The authors evaluate SOFA on 20 benchmarks covering a range of transformer models (BERT, GPT‑2, T5, RoBERTa) and various batch sizes and sequence lengths. Compared with an Nvidia A100 GPU, SOFA delivers an average 9.5× speed‑up and 71.5× improvement in energy efficiency. When benchmarked against eight state‑of‑the‑art sparse accelerators, SOFA achieves on average 15.8× higher energy efficiency, 10.3× better area efficiency, and 9.3× faster inference. The gains are especially pronounced in memory‑bandwidth‑constrained environments such as edge devices or densely packed data‑center accelerators, where the reduction in off‑chip traffic directly translates into lower power and higher throughput.

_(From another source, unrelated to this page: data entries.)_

PR #6009, opened 2018-04-25
add json mapping extra fields

kostya:
this is extracted for json from https://github.com/crystal-lang/crystal/pull/4411

PR #6007, opened 2018-04-25
Don't leak variable name when assigning to ivar/cvar in method signature

asterite:
Fixes #5997
Fixes #4332

The idea is that this:

```crystal
def foo(@var)
end
```

expands to this:

```crystal
def foo(var __arg0)
  @var = __arg0 # the name __arg0 could be another one, you don't know it
end
```

instead of:

```crystal
def foo(var)
  @var = var
end
```

so you don't have access to that "implicit" local variable anymore.

I think this is good. It's a breaking change, but it's more intuitive. If you want it assigned to a local variable, explicitly assign it to a local variable.

Issue #3413, opened 2016-10-12
Undefined behavior when accessing an instance variable as default parameter


chenkovsky:
``` crystal
class A
  getter :a, :b

  def initialize(@a : Symbol, @b : Symbol = @a)
  end
end

a = A.new a: :xx
puts a.b
#output :skip
```

asterite:
Thank you for reporting this!

That `:skip` looks mysterious, but it's just the symbol with number 0. This proves it:

```cr
class A
  getter :a, :b

  def initialize(@a : Int32, @b : Int32 = @a)
  end
end

a = A.new a: 1
puts a.b # => 0
```

Definitely a bug, though.

asterite:
And I think the most probable solution we'll do is to disallow this (using instance variables in default values), it's pretty hard to implement.

bcardiff:
Note that using just the param `works`. I agree to disable ivars as default. Maybe a hint in case the ivar is assigned with this pattern could be added.

```crystal
class A
  getter :a, :b

  def initialize(@a : Int32, @b : Int32 = a)
  end
end

a = A.new a: 1
puts a.b # => 1
```

bew:
> And I think the most probable solution we'll do is to disallow this (using instance variables in default values), it's pretty hard to implement.

@asterite why is it hard to implement ?

Can't we just detect an ivar access, and verify that it has been set before ?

In conclusion, the paper demonstrates that coordinating sparsity information across pipeline stages—rather than treating each stage in isolation—can fundamentally reshape the performance‑energy trade‑offs of transformer inference. SOFA’s algorithm‑hardware co‑design showcases a viable path toward scalable, energy‑efficient LLM inference, and the cross‑stage tiling methodology is likely to influence future accelerator architectures that must handle ever‑larger token parallelism.